Mandatory
You must make sure that your attachment has a relevant and informative filename, title and description when you add it to Squiz Matrix.
Reasons for this web standards
Guidance
- A meaningful filename, title and description makes your attachment much easier to find and helps visitors to the website decide if it contains the information they are looking for and whether to open it or not.
- Where there are similar documents available (e.g. annual reports from different years), a full and meaningful title and description will help prevent visitors downloading the wrong copy of the document.
- The description will display on any web page that includes your attachment and will help people decide whether they want to download it or not. Attachments with unclear titles and no descriptions are not helpful for visitors.
- Visitors may find your document though Google and, without having seen any of your other pages, the title and description may be all the explanation they have about it.
- Some accessibility software, e.g. screen readers, will read out the file name of the attachment (either on the page or after it has been downloaded). A meaningful file name makes the document much easier to identify.
How to
- Attachment filename - you should save your attchment with a meaningful and unique filename that can be used to identify the file. Don't use spaces, symbols or punctuation as they can prevent the file from opening. Instead of spaces, use underscores ( _ ) or dashes as these will not cause a problems. Squiz Matrix will insert dashes instead of spaces if you forget to. The full stop separating the filename and pdf (file type extension) is also mandatory e.g. opening_times.pdf If you have a file that regularly needs updating such as a Adult Social Care Service Delivery Plan, don't just call the filename adult-social-care-service-delivery-plan.pdf and then save the updates with the same title. The updates should have a unique title to help them be recognised in the system and the best way to do that is to add the date that you intend to publish the file on the website to the filename e.g. service-delivery-plan-13-04-30.pdf It is best to add the date with day first then month and then year as that is the default format in Matrix and helps us be consistent.

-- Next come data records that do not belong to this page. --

PR #131, opened 2021-09-28
Note model change

### LINKED ISSUE #77: Change to Note Model to Support Notes on Courses
Admins will be leaving feedback on different questions of service learning course proposals.  We don't have anything in our database to support this, so this will require more discussion (Possibly only need to add a foreign key to the model that leads to the course, but notes could be for each question answered, so unsure of the best way to implement this.  Should discuss with Brian, Alex, and Hila)
CELTS Admin Wireframe: https://balsamiq-wireframes.appspot.com/?state={%22action%22:%22open%22,%22ids%22:[%221etrefTLsvWQntesh5_TDdC66TRVzRpHf%22],%22userId%22:%22109665407847548855125%22}
Look at the service learning slides titled: 4. Admin review to get an idea of how the admin comments are supposed to function

mupotsal:
This PR fixes issue #77. The problem was that in the database, there was no way to store Notes and relate them to their respective questions. 

Solution: 
 We have changed the model for notes and added other models to meet the Notes Requirements as needed by the application. Two new models namely courseQuestion and questionNote have been added.

Test: 
Check is the added models meet the specified needs.


database/test_data.py
```diff
@@ -479,12 +507,13 @@
...
-        "sectionBQuestion4": "",
-        "sectionBQuestion5": "",
-        "sectionBQuestion6": ""
+        # "sectionBQuestion1": "",
+        # "sectionBQuestion2": "",
+        # "sectionBQuestion3": "",
+        # "sectionBQuestion4": "",
+        # "sectionBQuestion5": "",
+        # "sectionBQuestion6": "",
+
```
BrianRamsay, line 510: Don't comment things out that should just be removed.

database/test_data.py
```diff
@@ -570,9 +599,53 @@
...
+    "course":1,
+    "questionContent":" This is another random question",
+    "questionNumber":4,
+    },
+    {
+    "course":1,
+    "questionContent":" Why are you interested in teaching this course?",
+    "questionNumber":5,
+    }
+]
```
BrianRamsay, line 614: Make sure you have more than one course in there, or else you can't properly test that your code handles all cases.

BrianRamsay: Though I just noticed that there's not functionality with this change, so I'm ok with leaving it for now, and adding more data when there's something to test.

BrianRamsay (changes requested):

BrianRamsay:
Just one small change needed

database/test_data.py
sreynit02: removed comments

sreynit02:
PR is fixed

BrianRamsay (approved):

PR #132, opened 2021-09-28
Creates a Global Search User Js File

hmanalai:
**Summary**: This PR places the search user javascript in its own javascript file that can be imported by any other js file that wants to use the functionality. It also moves the backend logic for searching users from the admin route to the main route.


app/static/js/searchUser.js
```diff
@@ -0,0 +1,31 @@
...
+        },
+        error: function(request, status, error) {
+          console.log(status, error);
+        }
+      })
+    },
+     select: function(event , ui) {
+       var user = ui.item.value
+       $(`#${inputId}`).val(ui.item.value)
+       $(`#${formId}`).submit()
```
BrianRamsay: we should check if the element exists before trying to submit it. Do you get a console error right now? Because your searchUser invocation in searchStudents.js doesn't pass a formId.

BrianRamsay (changes requested):
Looks very nice! Just one question.

app/static/js/searchUser.js
hmanalai: I forgot to remove the ajaxURL parameter. Since all requests will be routed to the same URL, that's no longer needed. I will get rid of it.

hmanalai: Since now the only parameters one can pass are the input id and form id, I don't think we need to check for their existence because whoever is using this function would have to pass ids of ones that exist.

BrianRamsay (changes requested):
The volunteer search on the event page doesn't work. "error NOT FOUND" for every query

hmanalai:
@BrianRamsay we updated the PR.

BrianRamsay (changes requested):
There is a huge gap on the track volunteers page that is not there in development. Happens for me at all screen sizes.
Screen Shot 2021-09-30 at 5 01 25 PM

hmanalai:
@BrianRamsay Fixed the gap issue and reformatted the HTML file a bit.

BrianRamsay (approved):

- Attachment title - the title of the attachment asset can include spaces and punctuation. Make sure that the title is meaningful as it will appear on any pages that include your document. If your document is a publication, whenever possible use the full title of the publication as the title and include the date of publication. If this is not possible you should include the full title and date of publication in the description as well as the summary of the content.
- Long documents - if you have had to split a long document into sections in a number of separate files, each one should include the document title, date of publication, the part/chapter number and a summary of the contents of that particular part/chapter. The filename should also reflect the part or chapter number if possible to help identify it from the other files that make up the whole document.
- Text references - if you refer to the attachment in the text of your pages, you should be consistent. Where possible use the full title and, if applicable, the year or date of publication. For example: Full details are available in the Safer Cycling in Surrey report (2009).
- Description - don't just repeat the title of the document in the description as this isn't helpful. Instead, give a brief summary (no more than three sentences) of the document and its contents. For example, if your attachment is the minutes of a meeting, the description could include the main points discussed or decisions reached. This will help both people and search engines locate your document.
Examples
File name: Guildham_newsletter_June_2008.pdf
Document title: Guildham Village Newsletter June 2008
Description: This issue contains articles on holiday activities, a report on the village fete as well as local history articles and your letters.
File name: Surrey_geology_report_2009_part3.pdf
Document title: Surrey Geology Report 2009 part 3
Description: Part 3 of 9. This section of the report covers the chalk downlands in Tandridge and Mole Valley.
File name: Going_for_gold.pdf
Document title: Going for Gold in Surrey
Description: Going for Gold in Surrey: a preliminary report for the Surrey Partnership 2012 Olympic committee. Published 2009. An initial report into plans and preparations across Surrey for the 2012 Olympics.
Why we have this web standard
Technical, usability and accessibility - this web standard is mandatory for technical, usability and accessibility reasons.
Technical - if you include certain punctuation or symbols in a filename, in some circumstances, it can prevent some users from being able to open the attachment. This is because some punctuation or symbols have a technical function, e.g. a stop comes before a file type extension, such as .pdf .doc or .docx - so by putting a stop in the filename such as for the date, can prevent files from opening on some browsers as the file type extension cannot then be identified and the appropriate application cannot be opened to display the document.
Usability - giving an attachment a meaningful filename, title and description makes it much easier to locate and use. If you don't enter a meaningful description of the attachment, people will find it difficult to know what your attachment contains without downloading it. Your document should also include appropriate summary information known as metadata - this helps people, search engines locate and identify your document. See the standard on attachment metadata from more details.
Accessibility - Metadata is also read out by screen readers to the visually impaired to help them decide if they want to open a document.